Canada heading for energy ‘gridlock,’ group warns – by Shawn McCarthy (Globe and Mail – December 13, 2013)

The Globe and Mail is Canada’s national newspaper with the second largest broadsheet circulation in the country. It has enormous influence on Canada’s political and business elite.

OTTAWA — Canada is heading for a gridlock in energy development that will rob the country of future wealth unless it can solve vexing environmental and aboriginal conflicts, a blue-ribbon group including senior Calgary business people warns in a new report.

Concerned about growing conflict over resource development, 21 high-profile leaders from business, environmental organizations and First Nations met over the course of a year and concluded there is an urgent need for detente in the country’s heated debate over resource development.

And they urged that new approaches be found that would offer greater benefits for aboriginal communities and assure Canadians that industry is addressing key environmental concerns.

Bitter differences are “leading us towards energy resource development gridlock,” the group said in a paper that was distributed to industry and government officials and other national leaders on Thursday. “This could compromise Canada’s ability to sustain or enhance the economic and social benefits from its wealth of energy resources as well as our ability to effectively address the associated environmental and social costs.”
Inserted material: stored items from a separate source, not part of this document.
Issue #79, opened 2022-06-16
How to skip ambiguities of keyword functions?


ranocha:
Thanks for this great package! When trying to set up Aqua.jl tests for one packages, I ran into
```
Ambiguity #2
(::Base.var"#isapprox##kw")(::Any, ::typeof(isapprox), p1::Polynomials.AbstractPolynomial{T}, n::S) where {T, S} in Polynomials at /afs/math.uni-hamburg.de/users/am/bbb3094/.julia/packages/Polynomials/HJBX9/src/common.jl:1077
(::Base.var"#isapprox##kw")(::Any, ::typeof(isapprox), ::Any, ::Missing) in Base at missing.jl:91

Possible fix, define
  (::Base.var"#isapprox##kw")(::Any, ::typeof(isapprox), ::Polynomials.AbstractPolynomial{T}, ::Missing) where T

Ambiguity #3
(::Base.var"#isapprox##kw")(::Any, ::typeof(isapprox), n::S, p1::Polynomials.AbstractPolynomial{T}) where {T, S} in Polynomials at /afs/math.uni-hamburg.de/users/am/bbb3094/.julia/packages/Polynomials/HJBX9/src/common.jl:1087
(::Base.var"#isapprox##kw")(::Any, ::typeof(isapprox), ::Missing, ::Any) in Base at missing.jl:90

Possible fix, define
  (::Base.var"#isapprox##kw")(::Any, ::typeof(isapprox), ::Missing, ::Polynomials.AbstractPolynomial{T}) where T
```
How can I tell Aqua.jl to ignore method ambiguities of this keyword function? Passing `exclude=[isapprox]` or `exclude=[isapprox, Base.var"#isapprox##kw"]` does not help.

lgoettgens:
Could you give some more information, like which package this is about and on which julia version the above output was produced?

In general, you can get the kwsorter of a function `foo` by `Core.kwfunc(foo)`. However, since julia 1.9.0-DEV.1598, the individual kwsorters have been removed in favor of one function handling all cases. So it seems that, unfortunately, you can in julia post-1.9 only exclude all `kwcall` ambiguities or none.

ranocha:
It's BSeries.jl, see 
https://github.com/ranocha/BSeries.jl/blob/70da9b93fca0be38494b4a76ca37f62a33bbb460/test/runtests.jl#L2162-L2189

I don't remember the Julia version I used more than a year ago - probably the latest stable Julia release at that time

[...]

PR #204, opened 2023-09-28
Enhance `test_ambiguities`' exclude options for functions with kwargs

lgoettgens:
Resolves https://github.com/JuliaTesting/Aqua.jl/issues/79.

After this change, excluding some `foo` additionally excludes all instances of `Core.kwfunc(foo)` that belong to `foo` (i.e. the third parameter of the signature is `typeof(foo)`.


fingolfin (approved):
Looks good to me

The group’s reconciliation effort got early momentum with the involvement of Rick George, former chief executive at Suncor Energy Inc. and Brian Felesky, vice-chairman at Credit Suisse Securities Canada in Calgary, who worry the country is mired in a debate that will drive away investment and indefinitely stall projects.

From Enbridge Inc.’s Northern Gateway pipeline proposal to shale-gas drilling in Quebec, a number of resource projects or prospects in Canada face broad opposition to development.

“Canada can realize this great potential or lose it,” Mr. Felesky said in an interview from Calgary. “And we have to act on a very timely basis because money is fungible. And it’s going to other markets that are solutions-driven and are building these facilities while we have this unfortunate impasse.”

Mr. Felesky is focused on the need to build oil and gas facilities to access new markets in Asia.